_Working data:_
PR #4225, opened 2016-09-09
Add recipe for evil-org

GuiltyDolphin:
Unfortunately, "evil-org" is already taken by "evil-org-mode", so I've used "evil-Org" instead.

It looks like this might cause some issues? The `provide` is `evil-org` - (which is the same as for `evil-org-mode`).

Would you recommend re-naming _everything_ (package-wise) to `evil-Org` - bit of a pain :/? Perhaps just the main `provide` needs to change, and everything else can stay the same? That being said, it does seem to compile quite happily with the [testing](https://github.com/melpa/melpa/blob/master/CONTRIBUTING.md#testing) instructions.

---

Repo: https://github.com/GuiltyDolphin/evil-org
Summary: Provides Evil integration for Org (including context-sensitive bindings).

### DIFF
--- a/recipes/evil-Org
+++ b/recipes/evil-Org
@@ -1,0 +1,1 @@
+(evil-Org :fetcher github :repo "GuiltyDolphin/evil-org")


purcell:
> Unfortunately, "evil-org" is already taken by "evil-org-mode", so I've used "evil-Org" instead.

Ugh, no capitals please. That's not standard, and I don't think a capital letter is going to stop people getting confused! :-)  You should choose a different package name altogether, with a different `provide`d feature name and identifier prefix.

purcell:
I'll go ahead and close this for now pending a rename. :-)

GuiltyDolphin:
@purcell Do you have any recommendations? The other package using the save `provide` uses `evil-org-mode` on `el-get`, the repo etc.

Perhaps `org-evil`? Or `evilorg`? Hmm... I think I could get used to `org-evil`...

I'll ping you again once I've re-named - thanks.

GuiltyDolphin:
@purcell Okay - I've rebranded to `org-evil`.

Want me to update this PR with the new recipe? (I can rebase and remove the old if yea wish).

GuiltyDolphin:
@purcell I've updated the commentary with a bit more info - it'll probably need updating later when features *other* than bindings are included.

Do you have any other comments/issues?

PR #4227, opened 2016-09-09
Add recipe for monitor

GuiltyDolphin:
Repo: https://github.com/GuiltyDolphin/monitor
Summary: Provides utilities for generating 'hooks' (monitoring expressions etc.)

### DIFF
--- a/recipes/monitor
+++ b/recipes/monitor
@@ -1,0 +1,1 @@
+(monitor :fetcher github :repo "GuiltyDolphin/monitor")


purcell:
Thanks!

There's no information at all about what this does or how to use it, so perhaps you could add a `Commentary` with motivating examples?

Separately, I'd suggest merging everything into `hook.el`, because the artificial separation into two tiny modules isn't very emacsy.

And finally, `hooks` are already something very specific in Emacs, and I don't think that what you're doing is related to that, so I'm pretty sure this isn't a good package name for this functionality.

syohex:
Your package is enabled only by loading(Adding an hook to `post-command-hook` makes Emacs slow) and there no disabled interface(Package users need to remove it manually by `(remove-hook 'post-command-hook 'hook--check-monitored)` for disabling it). I suppose you could add setup interface and disabled interface or add global-minor-mode.

GuiltyDolphin:
@syohex Hmm, good idea - being able to enable/disable it would be useful.

@purcell Naming ain't my thing, is it? Yes, I realised after re-writing this a bit that it should probably be called something like `monitor` instead (which is what it does); I've got quite a bit of re-naming to do!

Thanks for the comments.

GuiltyDolphin:
@purcell I've renamed the package to `monitor` (as it `monitor`s expressions).

purcell:
Much nicer, thanks - merged!

The `:after-hook` in the `define-minor-mode` form looks unnecessary: you should be able to simply make its argument the body of the `define-minor-mode` form, right?

GuiltyDolphin:
@purcell Hmm, I'm not entirely sure - I'll have a look - thanks.

PR #4228, opened 2016-09-10
Add doom-theme

hlissner:
An opinionated UI plugin/theme extracted from my [emacs.d](https://github.com/hlissner/.emacs.d), inspired by the One Dark/Light UI theme in Atom. Includes optional dimming of non-source buffers & minibuffer, a neotree theme with font icons, and (soon) a mode-line config.

* I am the author
* Repo: https://github.com/hlissner/emacs-doom-theme
* ~~Note: The recipe intentionally excludes a file that doesn't exist yet.~~

### DIFF
--- a/recipes/doom-theme
+++ b/recipes/doom-theme
@@ -1,0 +1,3 @@
+(doom-theme :repo "hlissner/emacs-doom-theme"
+            :fetcher github
+            :files (:defaults (:exclude "doom-modeline.el")))
--- a/recipes/doom-theme
+++ b/recipes/doom-theme
@@ -1,3 +1,0 @@
-(doom-theme :repo "hlissner/emacs-doom-theme"
-            :fetcher github
-            :files (:defaults (:exclude "doom-modeline.el")))
--- a/recipes/doom-themes
+++ b/recipes/doom-themes
@@ -1,0 +1,1 @@
+(doom-themes :repo "hlissner/emacs-doom-theme" :fetcher github)


purcell:
Thanks. A few bits of feedback:
- `setq-local` requires Emacs 24.3 or greater, and `advice-add` requires 24.4, so you need to declare a package dependency on the appropriate Emacs version.
- `doom|` and `doom*` are not conventional prefixes. Use `doom--` instead.
- You've got a `doom-theme.el` file, which the Emacs theme system will discover and expect to be able to load as a theme, but it doesn't contain a `provide-theme` form. Probably the code there should be in `doom.el` instead, but not sure.
- `doom-init` is problematic, because it does a bunch of stuff based on whether the frame from which it was called is a graphical one, but in reality there can be multiple frames in an Emacs instance, some graphical and some not. You should instead be using face definitions which have multiple classes for different display types, then you won't need all the `advice` and `find-file-hook` magic, which are not really appropriate in theme code.

Hope that helps!

hlissner:
Thanks for the feedback! 

> You've got a doom-theme.el file, which the Emacs theme system will discover and expect to be able to load as a theme, but it doesn't contain a provide-theme form.

doom-theme.el is just a glue file. However, I'll move the color themes into a `themes/` subdirectory and add that to `custom-theme-load-path` instead. Will that work? Also, do I have to change the recipe or will melpa recurse subdirectories automatically?

> You should instead be using face definitions which have multiple classes for different display types, then you won't need all the advice and find-file-hook magic, which are not really appropriate in theme code.

I'll look into face classes, but unfortunately, I think the find-file hook and advice functions will still be necessary to get dimming to work reliably. Unless face classes can be per-buffer predicate functions or something.  I understand it's inappropriate for themes, but would it help if I simply made `doom-init` optional? Or possibly turn it into a minor mode?

purcell:
> doom-theme.el is just a glue file. However, I'll move the color themes into a themes/ subdirectory and add that to custom-theme-load-path instead. Would that alright? Also, do I have to change the recipe or will melpa recurse subdirectories automatically?

No, we don't recurse by default, and a subdir isn't a great workaround, I'd say. Maybe just call the package "doom-themes" instead, with "doom-themes.el"?

> I'll look into face classes (didn't know about them until now), but I think the find-file hook and advice functions will still be necessary for buffer-local face remapping. Unless a face class can be a per-buffer predicate function or something. I understand it's inappropriate for themes, but would it help if I simply made doom-init optional? Or possibly turn it into a minor mode (disabled by default)?

Yeah, a minor mode would be a good way to handle it.

hlissner:
Alright, done! 

- [X] Renamed package and file to `doom-themes` (updated the recipe too)
- [X] Fixed the unconventional function prefixes
- [X] Added the Emacs 24.4 dependency
- [X] Made doom-init into `doom-buffer-mode`
- [X] Using face classes (still needs work, but I'll keep at it)

Are we good to go?

purcell:
Yay, great - merging now!

PR #4229, opened 2016-09-10
Fix version-regexps for inherit-local and nix-buffer

shlevy:


purcell:
Can you not just remove the version regexps altogether? Looks like the defaults would do the trick here, no?

shlevy:
Ah, I didn't realize there is a default, what is it?

purcell:
`"^[rRvV]?\\(.*\\)$"`

shlevy:
@purcell Thanks, updated

purcell:
Thanks!

PR #4230, opened 2016-09-10
Recipe projectile-variable

zonuexe:
- Store project local variables (property) using [Projectile](https://github.com/bbatsov/projectile) and [Symbol Plists](https://www.gnu.org/software/emacs/manual/html_node/elisp/Symbol-Plists.html).
- https://github.com/zonuexe/projectile-variable
- I am author


purcell:
Thanks!

PR #4233, opened 2016-09-10
Add recipe for gulp-task-runner

NicolasPetton:
This package provides a straightforward integration of [Gulp](http://gulpjs.com/) in Emacs. 

Evaluate `M-x gulp` to get the list of gulp tasks of a project and run a task.

- [x] I'm the author of the package
- [x] The package is on github: https://github.com/NicolasPetton/gulp-task-runner
- [x] The package builds (`C-c C-c` in the recipe buffer)
- [x] The package installs properly via `package-install-file`

### DIFF
--- a/recipes/gulp-task-runner
+++ b/recipes/gulp-task-runner
@@ -1,0 +1,1 @@
+(gulp-task-runner :fetcher github :repo "NicolasPetton/gulp-task-runner")


purcell:
Thanks. Why not just call this "gulp"? It's odd to have the package be `gulp-task-runner`, and then use the `gulp` prefix internally.

purcell:
Also:
- Add an `;;;###autoload`
- `shell-command-to-string` will save a line or two
- Rather than simply calling `compile`, consider using `compilation-start` and naming the buffer `*gulp*` or similar, to avoid clobbering the user's existing `*compilation*` buffer.

syohex:
> shell-command-to-string will save a line or two

I suppose `process-lines` saves lines more.

NicolasPetton:

> Thanks. Why not just call this "gulp"? It's odd to have the package be
> `gulp-task-runner`, and then use the `gulp` prefix internally.

gulp.el is an obsolete package in emacs.

NicolasPetton:
:+1: Thanks guys for the feedback.  I pushed some improvements.

NicolasPetton:
@purcell Is it better now?

syohex:
Merged

PR #4234, opened 2016-09-11
Add sphinx-mode

Fuco1:
I can't believe nobody has written sphinx-mode until now... so I decided to make one.

So far it adds native fontification of `.. code-block::` blocks, but I have some more planned with references and navigation.

Spread the word, I don't want to write all of this myself :D

### DIFF
--- a/recipes/sphinx-mode
+++ b/recipes/sphinx-mode
@@ -1,0 +1,1 @@
+(sphinx-mode :fetcher github :repo "Fuco1/sphinx-mode")


syohex:
- Missing second argument of `defgroup`
- Missing autoload cookie(`;;;###autoload`)
- `dash.el` functions are not used, but it is in package dependencies.

Fuco1:
Dash is my default dependency, it got autoinserted.  I removed it for now.  Fixed the other issues as well.

Fuco1:
Hi, what's the status? Anything else I should fix? :)

purcell:
This is okay to merge, but I'd strongly suggest you delete the `-pkg.el` file: it's redundant, and you should just put the correct metadata in the `sphinx-mode.el` file and use Cask's `package-file` directive.

Fuco1:
@purcell I don't understand.  Without the pkg file you can't install the package.  What if someone doesn't have Cask and doesn't go through melpa?

What is `package-file` directive?  Also, this package has more than one file where I always assumed metadata in "main" file doesn't work.

syohex:
You can also write package dependencies in `Package-Requires` header.

> What is package-file directive? 

[package-file](http://cask.readthedocs.io/en/latest/guide/dsl.html?highlight=package-file#el.function.package-file) reads package metadata(dependencies etc) from the file. So if you write `Package-Requirements` header in the file, you need not to declare package dependencies in Cask file.

Fuco1:
Would there still be the problem with multifile packages?

xuchunyang:
`-pkg.el` is required for multi-file packages. I guess melpa will build `-pkg.el` automatically and ignore your `-pkg.el`, so it is not recommended by purcell. But considering your need, you should provide `-pkg.el` and melpa is ok with it.

purcell:
> Would there still be the problem with multifile packages?

Problem? No. If you use `package-file`, then `Cask` can still generate multifile packages for you -- it will generate a `-pkg.el` file for you from the metadata in the main `.el` file, which is generally what you want.

And MELPA will automatically generate a `-pkg.el` file, similarly, when your package has more than one file. :-)

purcell:
> [from @xuchunyang] But considering your need, you should provide -pkg.el and melpa is ok with it.

No, we'd prefer if you omit it.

_Description of the task:_ Every line of the listing that includes the word "string" must be copied.

_Reply to the exercise:_
- `shell-command-to-string` will save a line or two
> shell-command-to-string will save a line or two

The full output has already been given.